Stored data entries
◇ ◇ ◇
PR #383, opened 2021-01-11
fix most gpio v2 clippy warnings

TDHolmes:
**NOTE**: Based off of #381. Only view most recent commit until it is merged.

fixes most of the gpio v2 clippy warnings. There are still ones that complain about:
```rust
warning: methods called `into_*` usually take self by value; consider choosing a less ambiguous name
   --> /Users/tdh/projects/atsamd/hal/src/common/gpio/v2/dynpin.rs:362:27
    |
362 |     pub fn into_alternate(&mut self, config: DynAlternate) {
    |                           ^^^^^^^^^
    |
    = help: for further information visit https://rust-lang.github.io/rust-clippy/master/index.html#wrong_self_convention
```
◇ ◇ ◇
** TASK GOAL **
From the entries, copy every line in which the string "gpio" can be found.

** THE COMPLETED TASK **
fix most gpio v2 clippy warnings
fixes most of the gpio v2 clippy warnings. There are still ones that complain about:
   --> /Users/tdh/projects/atsamd/hal/src/common/gpio/v2/dynpin.rs:362:27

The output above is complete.